# RECORDS
= = =
PR #3874, opened 2023-07-10
[FEATURE] [MER-2258] | Adaptive Player API to share Torus section ID with a SIM

dtiwarATS:


dtiwarATS:
I am not sure on which branch this should go to hence closing. I will ask @Tess about it.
= = =
Restate the data exactly, keeping every line intact.

# SOLUTION
PR #3874, opened 2023-07-10
[FEATURE] [MER-2258] | Adaptive Player API to share Torus section ID with a SIM

dtiwarATS:


dtiwarATS:
I am not sure on which branch this should go to hence closing. I will ask @Tess about it.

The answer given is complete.